(Excerpts from a dataset)
PR #1905, opened 2024-11-13
`wasmparser`: Update `hashbrown` to `v0.15.1` and use its `default-hasher` to replace `ahash` usage

Robbepop:
- Updates to `hashbrown` v0.15.1.
- Also remove `ahash` and use hashbrown's `default-hasher` crate feature as replacement. This allows to drop yet another `wasmparser` dependency.

### Note

- `hashbrown` started using [`foldhash`](https://github.com/orlp/foldhash) as its default-hasher starting in `v0.15.0`. From what I know it should be an improvement over `ahash`.
- `hashbrown` by default is using `foldhash-f` and not `foldhash-q` where `foldhash-f` is the "fast" version and `foldhash-q` is the hash-DOS resistant version. It seems that `foldhash-f` is more DOS-resistant than `fxhash` but less than both `foldhash-q` and `ahash`. Maybe this is a reason to _not_ use `hashbrown`'s default hasher. For Wasmi my stance is that if you want DOS-resistance, you simply do not use hash-tables at all by disabling `hash-collections` feature.

Q: Are there any other workspace crates that need adjustment?

Background: [I did the same in Wasmi](https://github.com/wasmi-labs/wasmi/pull/1305) and found it to be a good solution so far.

### DIFF
--- a/Cargo.lock
+++ b/Cargo.lock
@@ -746,11 +746,12 @@ dependencies = [
 
 [[package]]
 name = "hashbrown"
-version = "0.15.0"
+version = "0.15.1"
 source = "registry+https://github.com/rust-lang/crates.io-index"
-checksum = "1e087f84d4f86bf4b218b927129862374b72199ae7d8657835f1e89000eea4fb"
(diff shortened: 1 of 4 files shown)


alexcrichton (approved):
Thanks!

» **Activity**:
The output should match the records above exactly, entry for entry.

» **Exercise response**:
PR #1905, opened 2024-11-13
`wasmparser`: Update `hashbrown` to `v0.15.1` and use its `default-hasher` to replace `ahash` usage

Robbepop:
- Updates to `hashbrown` v0.15.1.
- Also remove `ahash` and use hashbrown's `default-hasher` crate feature as replacement. This allows to drop yet another `wasmparser` dependency.

### Note

- `hashbrown` started using [`foldhash`](https://github.com/orlp/foldhash) as its default-hasher starting in `v0.15.0`. From what I know it should be an improvement over `ahash`.
- `hashbrown` by default is using `foldhash-f` and not `foldhash-q` where `foldhash-f` is the "fast" version and `foldhash-q` is the hash-DOS resistant version. It seems that `foldhash-f` is more DOS-resistant than `fxhash` but less than both `foldhash-q` and `ahash`. Maybe this is a reason to _not_ use `hashbrown`'s default hasher. For Wasmi my stance is that if you want DOS-resistance, you simply do not use hash-tables at all by disabling `hash-collections` feature.

Q: Are there any other workspace crates that need adjustment?

Background: [I did the same in Wasmi](https://github.com/wasmi-labs/wasmi/pull/1305) and found it to be a good solution so far.

### DIFF
--- a/Cargo.lock
+++ b/Cargo.lock
@@ -746,11 +746,12 @@ dependencies = [
 
 [[package]]
 name = "hashbrown"
-version = "0.15.0"
+version = "0.15.1"
 source = "registry+https://github.com/rust-lang/crates.io-index"
-checksum = "1e087f84d4f86bf4b218b927129862374b72199ae7d8657835f1e89000eea4fb"
(diff shortened: 1 of 4 files shown)


alexcrichton (approved):
Thanks!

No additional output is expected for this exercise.